Some celebrities have been compelled to leave personal articles behind to mark their visitation, like Raquel Welch, who left her leopard print bra behind under one condition: that all the other brassieres be taken down. [They’ve been relocated to the open safe.] Or Willie Nelson, who left his hat dangling from a pair of antlers. Plus, Webb says the Genoa Bar is a pretty good place to fly under the radar. “Clint Eastwood came in here and sat at the end of the bar for hours a couple years back, and was completely unrecognized for the entirety of his stay.”
Of all the decor in the bar, the diamond dust mirror, which is prominently displayed behind the original bar counter in a can’t-miss-it sort of fashion, is Webb’s favorite. “There are so many things in this place worth talking about, but the diamond dust mirror is one of the largest and rarest of its kind, as far as I know,” says Webb. This gigantic mirror originally shipped from Glasgow, Scotland in the late 1840s “around the horn” and through what would late become the Panama Canal. “The bartender will shine a light in the reflective glass where you can see actual dust from the diamonds… it’s just incredible,” Webb says.
Despite having owned the place for the better part of two decades, Webb says it’s difficult to grasp how deep the history runs at the Genoa Bar. “A few years back a woman came into the bar in her Sunday best. She had to be over 90, so she of course stood out a bit,” Webb recalled. Eventually, the woman called Webb over and said, “My name is Abigail, I worked here when I was 16.” Instantly fascinated, Webb immediately began to do the math, calculating when she must’ve worked at the saloon, and finally asked what it was that she did there. “And in her little old lady Grandma voice, she says, ‘I was a prostitute!” Webb laughed. “I couldn’t believe it! She told me that they used to take men out back to a bar that no longer exists, with bathtub gin they used to distill in the basement. There weren’t any beds, so it was a literal roll in the hay,” Webb joked.
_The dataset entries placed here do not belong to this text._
PR #772, opened 2026-09-17
chore(*): remove `sync-client`

lumirlumir:
These files were used to sync configuration files across the repository I've maintained, but this repo is now separated, it's no longer needed.


lumirlumir:
Ah, I think we can retain it. So closing.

The Wild West has undoubtedly romanced our own American culture aplenty, but leaves an imprint abroad as well. “International folks are always wanting to stop by when they’re in the Reno-Tahoe area,” says Webb, having described a Chilean Colonel who visited the Genoa Bar after reading about it as a boy in Chile. “It’s moments like this when I really understand the impact of this place. There are nights when we have all 7 continents in here.” It’s true, people are fascinated with the bar, not because of the age of the place, but because of the type of relics found here. Webb says, “In Europe, they have things that are much older in their own families, in their own possession, but will come in and admit they don’t have anything like this at home.”
To Webb, the best part about owning a legitimate piece of Nevada history is uncomplicated: it’s all about the people. “I get to talk with people from all over the world, and watch their jaw drop as they walk through the door. There’s something about this place that makes people feel at home,” says Webb. Bartender Dana Garworski couldn’t agree more, saying, “There’s something so good and happy here… some kind of energy vortex that you can’t avoid.”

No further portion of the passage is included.